Loi 49 et systemes embarqués

ATTENDU QUE la description des ouvrages décrits à l’article 3.0 du défunt projet de Loi 49 était relativement étroite;

ATTENDU QUE beaucoup d’autres types d’ouvrages, entre autres, dans le domaine des systèmes embarqués, sont tout aussi importants au motif de la protection du public ;

ATTENDU QUE le champ de pratique (réservé ou non) de l’ingénieur, est un élément parmi d’autres dans un débat de société plus global sur la sécurité des systèmes embarqués.
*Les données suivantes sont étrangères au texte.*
PR #714, opened 2026-04-30
Add image logging for classification training

mrpositron:
## What has changed and why?

Adds image logging for the image classification task, mirroring the existing object detection image logging.
`training_step` now logs a label grid for the first 3 steps (rank 0 only), showing each image annotated with its ground-truth class label(s).

`validation_step` logs two grids for the first 3 steps: a ground-truth label grid and a top-k prediction grid (top 3 by default), with predicted class names and confidence scores.

Supporting infrastructure added:
- `_visualize/image_classification.py` - two new public functions: plot_image_classification_labels and plot_image_classification_predictions. Both denormalize images when mean/std are provided, annotate with colored corner labels, and return a PIL image grid.
- `_visualize/utils.py` - new _draw_corner_label helper that draws a semi-transparent black background with colored text in the top-left corner of an image, stackable vertically for multi-label cases.

Example of a groud truth label grid:

image

## How has it been tested?

23 new unit tests in `tests/_visualize/test_image_classification.py` covering:

- Grid is capped at max_images
- Corner label overlay is drawn (pixel darkened at top-left)
- Unknown class IDs fall back to "Class {id}" label
- Empty class list produces no overlay
- Denormalization with parametrized mean/std values (zero image, non-zero, per-channel, clamping at 0 and 1)
- No denormalization when mean/std are omitted
- Multiple labels stack vertically
- Mixed annotated/unannotated images in the same batch
- `effective_k` expands to match the number of ground-truth labels in multi-label classification

- [ ] Yes

- [ ] Yes


mrpositron:
@codex review

mrpositron:
## Changes
- Use `matplotlib` legends to display top-k predictions for improved visualization
- Add `matplotlib` to `pyproject.toml`

Image logging now outputs classification results by printing the top-k predictions:

image

src/lightly_train/_visualize/object_detection.py
```diff
@@ -51,7 +51,7 @@ def plot_object_detection_labels(
 
     pil_images: list[PILImage] = []
     for i in range(n):
-        image_tensor = gt_images[i].clone()
+        image_tensor = gt_images[i].clone().to(dtype=torch.float32)
```
liopeer, line 54: Does Fabric already turn them in to fp16/bf16 if that strategy is set? Or why is this needed?

src/lightly_train/_task_models/image_classification/train_model.py
```diff
@@ -120,17 +125,27 @@ def __init__(
...
+
         image_size = no_auto(val_transform_args.image_size)
         normalize = no_auto(val_transform_args.normalize)
+        normalize_dict: dict[str, Any] | None
+        self._normalize = normalize
+
+        if normalize is None:
+            normalize_dict = None
+        else:
+            normalize_dict = normalize.model_dump()
```
liopeer: This should not actually be necessary. We already have the normalization values in the `TaskModel` (I don't know if this is guaranteed by an interface, but we always need it for the `predict` method). I would do the following:
1. Ensure that `self.image_normalize` is available in the TaskModel. You can do this by e.g. creating an abstract property if it does not exist yet.
2. Access it in the `training_step`/`validation_step` through `self.model.image_normalize`.

Also, I don't think we allow/should allow the normalization to be `None`. I see that this is the case for PicoDet, but that was not deliberately introduced afaik (all the others don't allow it). This saves a bit of the logic that you're creating here.

src/lightly_train/_task_models/image_classification/train_model.py
```diff
@@ -163,6 +178,15 @@ def __init__(
             train_loss_running_mean_window=gradient_accumulation_steps,
         )
 
+        self._internal_class_names: dict[int, str] = {
```
liopeer: In the task model we already have the `self.classes` attribute (I think we have it in every TaskModel subclass). Could we move that to an abstract property of the `TaskModel` and then re-use it from there?

tests/_visualize/test_image_classification.py
```diff
@@ -0,0 +1,415 @@
...
+    if classes is None:
+        classes = [torch.zeros(0, dtype=torch.long) for _ in range(batch_size)]
+    return ImageClassificationBatch(
+        image_path=[f"img_{i}.jpg" for i in range(batch_size)],
+        image=image,
+        classes=classes,
+    )
+
+
+class TestPlotImageClassificationLabels:
```
liopeer: We only group tests in classes if we test methods of said class: https://www.notion.so/getlightly/Python-testing-78e2dc49baf340178fa44ce20031c52e?source=copy_link

tests/_visualize/test_image_classification.py
```diff
@@ -0,0 +1,415 @@
...
+    def test_plot_image_classification_labels_grid_caps_at_max_images(self) -> None:
```
liopeer: We usually use the naming convention like this: `test_<name-of-function-including-potential-underscores>__the_test_case`, i.e. with a double underscore before the test description. You can find a nice example here: https://github.com/lightly-ai/lightly-train/blob/main/tests/_loggers/test_logger_helpers.py
In internal docs it's currently different, but that's the convention we've been using at LightlyTrain so far.

liopeer: We usually use the naming convention like this: `test_<name-of-function-including-potential-underscores>__the_test_case`, i.e. with a double underscore before the test description. You can find a nice example here: https://github.com/lightly-ai/lightly-train/blob/main/tests/_loggers/test_logger_helpers.py
In internal docs it's currently different, but that's the convention we've been using at LightlyTrain so far.

tests/_visualize/test_image_classification.py
```diff
@@ -0,0 +1,415 @@
...
+            # Per-channel std with zero mean: 0.5 * (0.2, 0.4, 0.6) = (0.1, 0.2, 0.3)
+            # -> (25, 51, 76).
+            (0.5, (0.0, 0.0, 0.0), (0.2, 0.4, 0.6), (25, 51, 76)),
+            # Values > 1 are clamped to 1 -> 255.
+            (5.0, (0.0, 0.0, 0.0), (1.0, 1.0, 1.0), (255, 255, 255)),
+            # Values < 0 are clamped to 0.
+            (-5.0, (0.0, 0.0, 0.0), (1.0, 1.0, 1.0), (0, 0, 0)),
+        ],
+    )
+    def test_plot_image_classification_labels_mean_std_denormalizes_image(
```
liopeer: This should imo not be tested like this. These kinds of broad parametrized unit tests should appear at the lowest level of functions, i.e. you can use this to test `_denormalize_image` image function. But for the `plot_classification_labels` function you should only test: 
1. Does it normalize when you specify mean/std?
2. Does it *not* normalize when you pass `None`?

liopeer (changes requested):
Overall looking good! However, I would highly recommend using *fewer* tests, but more targeted. 

The lowest levels of functions you can test with all possible combinations of inputs and varying values etc. But as soon as functions are composed the testing should be targeted and only cover the things that are not yet covered on the lower level.

Also, tests are an important unit of documentation (i.e. they document what a function/method is supposed to do; in addition to potential docstrings). So we should try to keep them relevant, so that people actually look at them.

src/lightly_train/_visualize/image_classification.py
```diff
@@ -0,0 +1,141 @@
...
+    _render_grid,
+)
+from lightly_train.types import ImageClassificationBatch
+
+
+def plot_image_classification_labels(
+    batch: ImageClassificationBatch,
+    included_classes: dict[int, str],
+    max_images: int,
+    image_normalize: dict[str, tuple[float, ...]] | None = None,
```
liopeer: Nit: Avoid defaults in functions that are meant for internal use.

liopeer (approved):
✨ CLEAN ✨ 

One small comment (optional to address it), otherwise it's now very nice!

L’ASSEMBLÉE GÉNÉRALE demande au conseil d’administration :

1. De former au plus tard le 1er novembre 2014, un comité d’étude destiné à explorer toutes les facettes de la sécurité du public face aux systèmes embarqués, incluant la détermination des activités qui devraient être réservés exclusivement aux ingénieurs;

2. D’inclure au minimum dans ce comité d’étude 8 représentants (ingénieurs et non-ingénieurs) de l’Industrie des systèmes embarqués (petites et grandes entreprises), un représentant du Regroupement de l’Industrie Électronique (RIÉ), un conseiller en microélectronique du MDEIE (gouvernement du Québec), un représentant du Réseau Photonique du Québec, 2 représentants de grandes agences de certifications établies au Québec, un représentant du Regroupement des Équipementiers en Automatisation Industrielle, un représentant de l’Association des Manufacturiers en Électroniques de Québec, des représentant des industries de l’aérospatial , des communications et autres (à déterminer pour avoir la perspective la plus large possible).
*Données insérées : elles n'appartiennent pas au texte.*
PR #720, opened 2026-05-07
Feat support variable patch size for DINOv3 LT-DETR

gabrielfruet:
## What has changed and why?

This PR adds configurable `patch_size` support for DINOv3 LT-DETR.

- `patch_size` now resolves from:
  1. an explicit `model_args.patch_size`
  2. `model_init_args["patch_size"]`
  3. the DINOv3 model name when `patch_size="auto"`
- The resolved value is forwarded to the backbone, including the ConvNeXt wrapper, so LT-DETR can work with variable patch sizes consistently.

## How has it been tested?

- Added/updated tests in `tests/_task_models/dinov3_ltdetr_object_detection/test_task_model.py` covering:
  - auto resolution from model name
  - resolution from `model_init_args`
  - explicit `patch_size`
  - ConvNeXt `auto` passthrough
  - explicit ConvNeXt override

- [x] Yes

- [ ] Yes

### DIFF
--- a/src/lightly_train/_task_models/dinov3_ltdetr_object_detection/task_model.py
+++ b/src/lightly_train/_task_models/dinov3_ltdetr_object_detection/task_model.py
@@ -220,7 +220,8 @@ class _RTDETRTransformerv2Config(PydanticConfig):
     eval_idx: int = -1
     num_points: list[int] = [4, 4, 4]
 
-    def resolve_auto(self, patch_size: int) -> None:
+    def resolve_auto(self, patch_size: int | None) -> None:
+        patch_size = patch_size or 16
         if self.feat_strides == "auto":
             self.feat_strides = [
                 int(patch_size * (2 ** (i - 1))) for i in range(self.num_levels)
@@ -404,7 +405,7 @@ class _DINOv3LTDETRObjectDetectionConfig(PydanticConfig):
     dfine_transformer: _DFINETransformerConfig
     rtdetr_postprocessor: _RTDETRPostProcessorConfig
 
-    def resolve_auto(self, patch_size: int) -> None:
+    def resolve_auto(self, patch_size: int | None) -> None:
         self.rtdetr_transformer.resolve_auto(patch_size=patch_size)
 
 
--- a/src/lightly_train/_task_models/dinov3_ltdetr_object_detection/task_model.py
+++ b/src/lightly_train/_task_models/dinov3_ltdetr_object_detection/task_model.py
@@ -449,12 +449,38 @@ class DINOv3LTDETRObjectDetection(TaskModel):
         model_name: str,
         classes: dict[int, str],
         image_size: tuple[int, int],
+        patch_size: int,
         image_normalize: dict[str, Any] | None = None,
         backbone_freeze: bool = False,
         backbone_weights: PathLike | None = None,
         backbone_args: dict[str, Any] | None = None,
         load_weights: bool = True,
     ) -> None:
+        """Create a DINOv3 LTDETR object detection model.
+
+        Args:
+            model_name:
+                The model name. For example ``"vitt16-ltdetr"``.
+            classes:
+                A dict mapping class IDs to class names.
+            image_size:
+                The input image size.
+            patch_size:
+                Patch size used to initialize the DINOv3 backbone. This is stored in
+                ``init_args`` so exported checkpoints can be reconstructed with the
+                same backbone patch size.
+            image_normalize:
+                A dict containing normalization statistics with the keys ``"mean"``
+                and ``"std"``.
+            backbone_freeze:
+                Whether to freeze the backbone during training.
+            backbone_weights:
+                Path to the DINOv3 backbone weights.
+            backbone_args:
+                Additional arguments to pass to the DINOv3 backbone.
+            load_weights:
+                If False, then no pretrained weights are loaded.
+        """
         super().__init__(init_args=locals(), ignore_args={"load_weights"})
         parsed_name = self.parse_model_name(model_name=model_name)
 
@@ -480,7 +506,9 @@ class DINOv3LTDETRObjectDetection(TaskModel):
 
         # NOTE(Guarin, 08/25): We don't set drop_path_rate=0 here because it is already
         # set by DINOv3.
-        backbone_model_args: dict[str, Any] = {}
+        backbone_model_args: dict[str, Any] = {
+            "patch_size": patch_size,
+        }
         if backbone_args is not None:
             backbone_model_args.update(backbone_args)
         if backbone_weights is not None:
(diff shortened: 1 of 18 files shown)


tests/_task_models/dinov3_ltdetr_object_detection/test_task_model.py
```diff
@@ -112,6 +192,65 @@ def _create_train_model(
...
+        patch_size=patch_size,
+        image_normalize=None,
+        backbone_freeze=False,
+        backbone_weights=None,
+        backbone_args=None,
+        load_weights=False,
+    )
+
+
+def _fake_get_model(*args: Any, **kwargs: Any) -> Any:
```
liopeer: You will need to refactor this whenever we change the actual `get_model` method.

tests/_task_models/dinov3_ltdetr_object_detection/test_task_model.py
```diff
@@ -77,10 +82,85 @@ def test_freeze_backbone_on_set_train_mode(should_freeze: bool) -> None:
...
+        model_init_args={"patch_size": 14},
+        monkeypatch=monkeypatch,
+    )
+
+    assert model_args.patch_size == 14
+    assert calls[0]["model_args"]["patch_size"] == 14
+    assert train_model.model.backbone.patch_size == 14
+
+
+def test_resolve_auto__uses_explicit_patch_size(
```
liopeer: From what I am understanding, you're not actually testing the "real" `get_model` method, but only a fake variant of it that lives here in this test module. So when we change the real implementation, we might not see an error here, which is exactly what tests are supposed to surface.

liopeer: Note: I would avoid mocking whenever possible. Mocking is really nice in integration tests, where certain setups/calls are very expensive, but in these types of tests I would try to always go with the real deal.

liopeer: If you struggle to properly test the functionality of your implementation, you might have to change the implementation a little bit, by e.g. creating helper functions that you can test separately etc.

tests/_task_models/dinov3_ltdetr_object_detection/test_task_model.py
```diff
@@ -77,10 +82,85 @@ def test_freeze_backbone_on_set_train_mode(should_freeze: bool) -> None:
...
+    assert roundtrip_model.init_args["patch_size"] == 14
+
+
+def test_resolve_auto__uses_explicit_patch_size_for_convnext(
+    monkeypatch: pytest.MonkeyPatch,
+) -> None:
+    model_args = DINOv3LTDETRObjectDetectionTrainArgs(patch_size=14)
+    train_model, calls = _create_train_model_with_capture(
+        model_args,
+        model_name="dinov3/convnext-small-ltdetr",
```
liopeer: If you're worried about model size we either have the `_test` models (if not available for convnext, you can add it).

src/lightly_train/_task_models/dinov3_ltdetr_object_detection/task_model.py
```diff
@@ -449,12 +449,38 @@ def __init__(
...
         classes: dict[int, str],
         image_size: tuple[int, int],
+        patch_size: int,
         image_normalize: dict[str, Any] | None = None,
         backbone_freeze: bool = False,
         backbone_weights: PathLike | None = None,
         backbone_args: dict[str, Any] | None = None,
         load_weights: bool = True,
     ) -> None:
+        """Create a DINOv3 LTDETR object detection model.
```
liopeer, line 579: Thx for the docstring! We never want users to directly interact with the constructor (in the [docs](https://docs.lightly.ai/train/stable/python_api/lightly_train.html#models), we therefore don't have it documented), but it's still nice to have it!

liopeer (commented):
Implementation looks good overall (pending the already discussed things). However, I would avoid mocking in the tests.

src/lightly_train/_task_models/dinov3_ltdetr_object_detection/task_model.py
gabrielfruet: Yep, although users may not interact with that is good for us. Sometimes is hard to infer somethings only from the code.

liopeer: Absolutely agree. Documentation is never wrong. Just wanted to make this clear that it's not a public interface.

tests/_task_models/dinov3_ltdetr_object_detection/test_task_model.py
gabrielfruet: Addressed, no more mocking.

tests/_task_models/dinov3_ltdetr_object_detection/test_task_model.py
gabrielfruet: Not using mocking anymore

tests/_commands/test_train_task_helpers.py
```diff
@@ -7,14 +7,74 @@
...
+    None
+):
+    data_args = YOLOObjectDetectionDataArgs(
+        path=Path("/tmp/data"),
+        train=Path("train") / "images",
+        val=Path("val") / "images",
+        names={0: "class_0", 1: "class_1"},
+    )
+
+    train_model_args = cast(
```
liopeer, line 45: Can't you use a normal type hint here?

tests/_task_models/dinov3_ltdetr_object_detection/test_task_model.py
```diff
@@ -57,6 +61,16 @@ def _is_module_frozen(m: nn.Module) -> bool:
     return all(not param.requires_grad for param in m.parameters())
 
 
+@pytest.fixture()
+def dummy_yolo_detection_data_args() -> YOLOObjectDetectionDataArgs:
```
liopeer: The location of this fixture seems a bit arbitrary...I would probably move it to the top.

liopeer (approved):
Nice work. Left 2 comments, but they are suggestions and don't necessarily have to be addressed!

tests/_commands/test_train_task_helpers.py
gabrielfruet: Here we have to cast, because the `get_train_model_args` returns the super type, and we cannot assign a parent class to a child class, it'd be a violation of the Liskov substitution principle.

If we don't use cast but normal type hints instead: 

```
    train_model_args: DINOv3LTDETRObjectDetectionTrainArgs = get_train_model_args(
        model_args={"patch_size": 14},
        model_args_cls=DINOv3LTDETRObjectDetectionTrainArgs,
        total_steps=1000,
        model_name="dinov3/vitt16-notpretrained-ltdetr",
        model_init_args={},
        data_args=data_args,
    )

=========== mypy ===========

tests/_commands/test_train_task_helpers.py:45: error: Incompatible types in assignment (expression has type "TrainModelArgs", variable has type "DINOv3LTDETRObjectDetectionTrainArgs")  [assignment]
```

tests/_task_models/dinov3_ltdetr_object_detection/test_task_model.py
gabrielfruet: Rearranged stuff in this file.

1. Helper functions
2. Fixtures
3. Tests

3. De donner un mandat de 12 mois à ce comité afin de déterminer comment la responsabilité de la fiabilité (sécurité) des systèmes embarqués devrait être répartie selon le travail qui incombe à tous les intervenants dans la mise en oeuvre de systèmes embarqués.

4. Dans ce même mandat, selon la résultante de la répartition des responsabilités, de demander à ce comité d’étude d’indiquer clairement les tâches qui devraient être réservées exclusivement à des ingénieurs.

5. Dans ce même mandat, de demander à ce comité de donner des pistes pour le législateur puisse mettre en force des procédures obligatoires simples à suivre par les entreprises lorsque l’intervention d’un ingénieur est requise.

6. D’informer les membres de toutes les démarches accomplies dans ce processus sur une base régulière (6 fois par année).

7. De demander au législateur de modifier la Loi des ingénieurs afin d’incorporer les recommandations du rapport final de ce comité d’étude.